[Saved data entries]
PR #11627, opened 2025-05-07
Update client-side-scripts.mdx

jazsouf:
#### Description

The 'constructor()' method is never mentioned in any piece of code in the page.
--
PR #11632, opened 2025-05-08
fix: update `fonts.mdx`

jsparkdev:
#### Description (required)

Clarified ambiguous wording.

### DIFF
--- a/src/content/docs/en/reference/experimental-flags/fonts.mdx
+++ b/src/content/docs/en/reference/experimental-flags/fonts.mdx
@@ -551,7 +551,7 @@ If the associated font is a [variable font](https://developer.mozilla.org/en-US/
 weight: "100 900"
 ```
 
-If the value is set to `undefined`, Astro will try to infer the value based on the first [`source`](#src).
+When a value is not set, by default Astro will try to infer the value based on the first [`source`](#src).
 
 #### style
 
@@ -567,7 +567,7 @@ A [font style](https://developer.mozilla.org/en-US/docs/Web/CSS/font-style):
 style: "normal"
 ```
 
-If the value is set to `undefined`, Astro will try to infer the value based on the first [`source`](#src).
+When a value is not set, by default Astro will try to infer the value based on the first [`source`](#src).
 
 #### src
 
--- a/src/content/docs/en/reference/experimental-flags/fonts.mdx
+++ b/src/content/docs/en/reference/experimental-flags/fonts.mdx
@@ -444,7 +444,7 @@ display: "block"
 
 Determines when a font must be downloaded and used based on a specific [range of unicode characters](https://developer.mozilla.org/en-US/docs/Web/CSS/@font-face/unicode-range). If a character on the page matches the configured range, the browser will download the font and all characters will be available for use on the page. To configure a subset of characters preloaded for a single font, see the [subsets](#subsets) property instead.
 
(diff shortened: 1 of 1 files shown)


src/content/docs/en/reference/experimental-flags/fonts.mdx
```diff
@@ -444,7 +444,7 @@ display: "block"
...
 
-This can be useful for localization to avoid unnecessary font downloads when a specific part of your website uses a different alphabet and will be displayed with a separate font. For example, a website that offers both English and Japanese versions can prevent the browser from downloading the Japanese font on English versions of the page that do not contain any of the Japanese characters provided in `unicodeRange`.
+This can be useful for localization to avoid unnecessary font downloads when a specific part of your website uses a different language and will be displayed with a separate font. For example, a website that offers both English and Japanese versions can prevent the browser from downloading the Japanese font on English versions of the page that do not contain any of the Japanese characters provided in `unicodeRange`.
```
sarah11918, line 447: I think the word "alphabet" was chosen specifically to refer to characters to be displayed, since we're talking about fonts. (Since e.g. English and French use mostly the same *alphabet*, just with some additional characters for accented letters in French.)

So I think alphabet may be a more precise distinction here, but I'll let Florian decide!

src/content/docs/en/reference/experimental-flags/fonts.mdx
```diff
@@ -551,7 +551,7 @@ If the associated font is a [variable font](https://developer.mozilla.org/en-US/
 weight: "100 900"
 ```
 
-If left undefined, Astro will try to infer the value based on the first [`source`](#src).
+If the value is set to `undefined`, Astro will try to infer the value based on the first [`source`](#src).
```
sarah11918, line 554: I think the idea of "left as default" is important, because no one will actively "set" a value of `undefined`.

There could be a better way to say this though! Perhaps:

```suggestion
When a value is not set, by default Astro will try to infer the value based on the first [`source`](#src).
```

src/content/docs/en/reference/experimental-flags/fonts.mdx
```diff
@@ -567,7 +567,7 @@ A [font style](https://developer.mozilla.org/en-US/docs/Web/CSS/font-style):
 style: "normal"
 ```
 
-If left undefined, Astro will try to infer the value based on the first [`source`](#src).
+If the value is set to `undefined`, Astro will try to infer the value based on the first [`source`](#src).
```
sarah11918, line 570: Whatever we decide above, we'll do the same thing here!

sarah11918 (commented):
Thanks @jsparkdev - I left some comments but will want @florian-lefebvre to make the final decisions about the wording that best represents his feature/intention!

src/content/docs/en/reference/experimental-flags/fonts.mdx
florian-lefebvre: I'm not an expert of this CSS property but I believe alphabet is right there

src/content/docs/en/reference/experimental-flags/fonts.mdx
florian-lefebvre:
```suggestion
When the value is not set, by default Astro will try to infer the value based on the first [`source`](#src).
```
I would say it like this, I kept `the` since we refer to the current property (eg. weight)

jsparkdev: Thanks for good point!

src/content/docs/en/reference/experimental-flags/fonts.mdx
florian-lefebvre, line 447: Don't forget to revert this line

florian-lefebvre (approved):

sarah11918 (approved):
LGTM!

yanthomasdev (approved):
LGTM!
...
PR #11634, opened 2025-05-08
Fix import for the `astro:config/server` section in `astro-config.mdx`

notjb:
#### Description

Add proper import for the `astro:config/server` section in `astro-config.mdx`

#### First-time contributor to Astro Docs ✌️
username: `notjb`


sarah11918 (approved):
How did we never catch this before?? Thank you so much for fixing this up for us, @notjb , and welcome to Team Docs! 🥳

→ **Aim of the exercise**:
Retype only the lines above between the line with "PR #11627, opened 2025-05-07" and the line with "The 'constructor()' method", counting those two lines as well, and keep every character as it is.

→ **The completed task**:
PR #11627, opened 2025-05-07
Update client-side-scripts.mdx

jazsouf:
#### Description

The 'constructor()' method is never mentioned in any piece of code in the page.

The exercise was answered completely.